▼▼▼

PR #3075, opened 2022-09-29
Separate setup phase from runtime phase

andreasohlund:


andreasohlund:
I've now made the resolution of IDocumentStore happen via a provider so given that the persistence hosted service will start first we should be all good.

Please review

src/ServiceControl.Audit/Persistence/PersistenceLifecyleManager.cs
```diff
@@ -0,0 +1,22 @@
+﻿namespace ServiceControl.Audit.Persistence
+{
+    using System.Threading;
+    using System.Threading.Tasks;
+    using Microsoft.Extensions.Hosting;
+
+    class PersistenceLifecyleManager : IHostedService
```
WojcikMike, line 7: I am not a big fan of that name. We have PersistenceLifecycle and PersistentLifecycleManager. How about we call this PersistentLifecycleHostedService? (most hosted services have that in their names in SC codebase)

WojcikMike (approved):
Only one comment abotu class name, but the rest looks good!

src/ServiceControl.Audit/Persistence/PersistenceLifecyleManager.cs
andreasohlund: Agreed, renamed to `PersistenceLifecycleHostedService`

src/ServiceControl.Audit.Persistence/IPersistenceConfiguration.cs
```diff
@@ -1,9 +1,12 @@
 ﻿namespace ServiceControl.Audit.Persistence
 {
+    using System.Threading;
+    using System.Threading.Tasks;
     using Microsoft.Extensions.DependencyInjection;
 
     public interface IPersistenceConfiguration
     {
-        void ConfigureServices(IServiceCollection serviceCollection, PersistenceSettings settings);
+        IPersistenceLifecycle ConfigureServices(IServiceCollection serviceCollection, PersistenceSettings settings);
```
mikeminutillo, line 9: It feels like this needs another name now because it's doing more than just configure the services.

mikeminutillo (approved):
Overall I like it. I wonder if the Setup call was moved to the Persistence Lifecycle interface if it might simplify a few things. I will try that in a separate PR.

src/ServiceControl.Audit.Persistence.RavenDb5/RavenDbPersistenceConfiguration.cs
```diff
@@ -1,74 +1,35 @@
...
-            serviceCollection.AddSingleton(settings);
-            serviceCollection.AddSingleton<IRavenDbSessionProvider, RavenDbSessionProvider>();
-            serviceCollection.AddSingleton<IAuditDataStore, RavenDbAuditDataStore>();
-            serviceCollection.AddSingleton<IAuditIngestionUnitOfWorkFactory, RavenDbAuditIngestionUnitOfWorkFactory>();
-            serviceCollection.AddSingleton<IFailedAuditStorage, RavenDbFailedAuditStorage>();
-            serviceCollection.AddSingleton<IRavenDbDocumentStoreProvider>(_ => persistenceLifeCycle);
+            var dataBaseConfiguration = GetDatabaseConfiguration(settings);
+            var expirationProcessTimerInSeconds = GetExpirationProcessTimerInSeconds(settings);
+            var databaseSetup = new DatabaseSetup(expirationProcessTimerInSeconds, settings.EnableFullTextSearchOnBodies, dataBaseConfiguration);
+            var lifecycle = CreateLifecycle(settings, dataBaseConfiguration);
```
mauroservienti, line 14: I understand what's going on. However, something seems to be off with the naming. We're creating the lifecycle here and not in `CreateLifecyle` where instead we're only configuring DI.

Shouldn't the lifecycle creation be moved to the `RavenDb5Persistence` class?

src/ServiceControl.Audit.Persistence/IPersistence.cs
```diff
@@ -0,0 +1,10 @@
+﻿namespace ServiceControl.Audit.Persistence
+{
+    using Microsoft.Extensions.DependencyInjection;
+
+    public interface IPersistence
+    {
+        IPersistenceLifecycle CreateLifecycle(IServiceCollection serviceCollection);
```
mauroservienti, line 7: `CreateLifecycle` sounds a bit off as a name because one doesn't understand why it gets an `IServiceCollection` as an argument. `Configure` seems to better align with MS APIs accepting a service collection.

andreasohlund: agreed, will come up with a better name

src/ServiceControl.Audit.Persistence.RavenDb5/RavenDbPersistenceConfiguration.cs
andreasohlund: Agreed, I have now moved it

▲▲▲

■ Exercise requirements ■
Your job here is to copy the entries above exactly.

■ Answer area ■
PR #3075, opened 2022-09-29
Separate setup phase from runtime phase

andreasohlund:


andreasohlund:
I've now made the resolution of IDocumentStore happen via a provider so given that the persistence hosted service will start first we should be all good.

Please review

src/ServiceControl.Audit/Persistence/PersistenceLifecyleManager.cs
```diff
@@ -0,0 +1,22 @@
+﻿namespace ServiceControl.Audit.Persistence
+{
+    using System.Threading;
+    using System.Threading.Tasks;
+    using Microsoft.Extensions.Hosting;
+
+    class PersistenceLifecyleManager : IHostedService
```
WojcikMike, line 7: I am not a big fan of that name. We have PersistenceLifecycle and PersistentLifecycleManager. How about we call this PersistentLifecycleHostedService? (most hosted services have that in their names in SC codebase)

WojcikMike (approved):
Only one comment abotu class name, but the rest looks good!

src/ServiceControl.Audit/Persistence/PersistenceLifecyleManager.cs
andreasohlund: Agreed, renamed to `PersistenceLifecycleHostedService`

src/ServiceControl.Audit.Persistence/IPersistenceConfiguration.cs
```diff
@@ -1,9 +1,12 @@
 ﻿namespace ServiceControl.Audit.Persistence
 {
+    using System.Threading;
+    using System.Threading.Tasks;
     using Microsoft.Extensions.DependencyInjection;
 
     public interface IPersistenceConfiguration
     {
-        void ConfigureServices(IServiceCollection serviceCollection, PersistenceSettings settings);
+        IPersistenceLifecycle ConfigureServices(IServiceCollection serviceCollection, PersistenceSettings settings);
```
mikeminutillo, line 9: It feels like this needs another name now because it's doing more than just configure the services.

mikeminutillo (approved):
Overall I like it. I wonder if the Setup call was moved to the Persistence Lifecycle interface if it might simplify a few things. I will try that in a separate PR.

src/ServiceControl.Audit.Persistence.RavenDb5/RavenDbPersistenceConfiguration.cs
```diff
@@ -1,74 +1,35 @@
...
-            serviceCollection.AddSingleton(settings);
-            serviceCollection.AddSingleton<IRavenDbSessionProvider, RavenDbSessionProvider>();
-            serviceCollection.AddSingleton<IAuditDataStore, RavenDbAuditDataStore>();
-            serviceCollection.AddSingleton<IAuditIngestionUnitOfWorkFactory, RavenDbAuditIngestionUnitOfWorkFactory>();
-            serviceCollection.AddSingleton<IFailedAuditStorage, RavenDbFailedAuditStorage>();
-            serviceCollection.AddSingleton<IRavenDbDocumentStoreProvider>(_ => persistenceLifeCycle);
+            var dataBaseConfiguration = GetDatabaseConfiguration(settings);
+            var expirationProcessTimerInSeconds = GetExpirationProcessTimerInSeconds(settings);
+            var databaseSetup = new DatabaseSetup(expirationProcessTimerInSeconds, settings.EnableFullTextSearchOnBodies, dataBaseConfiguration);
+            var lifecycle = CreateLifecycle(settings, dataBaseConfiguration);
```
mauroservienti, line 14: I understand what's going on. However, something seems to be off with the naming. We're creating the lifecycle here and not in `CreateLifecyle` where instead we're only configuring DI.

Shouldn't the lifecycle creation be moved to the `RavenDb5Persistence` class?

src/ServiceControl.Audit.Persistence/IPersistence.cs
```diff
@@ -0,0 +1,10 @@
+﻿namespace ServiceControl.Audit.Persistence
+{
+    using Microsoft.Extensions.DependencyInjection;
+
+    public interface IPersistence
+    {
+        IPersistenceLifecycle CreateLifecycle(IServiceCollection serviceCollection);
```
mauroservienti, line 7: `CreateLifecycle` sounds a bit off as a name because one doesn't understand why it gets an `IServiceCollection` as an argument. `Configure` seems to better align with MS APIs accepting a service collection.

andreasohlund: agreed, will come up with a better name

src/ServiceControl.Audit.Persistence.RavenDb5/RavenDbPersistenceConfiguration.cs
andreasohlund: Agreed, I have now moved it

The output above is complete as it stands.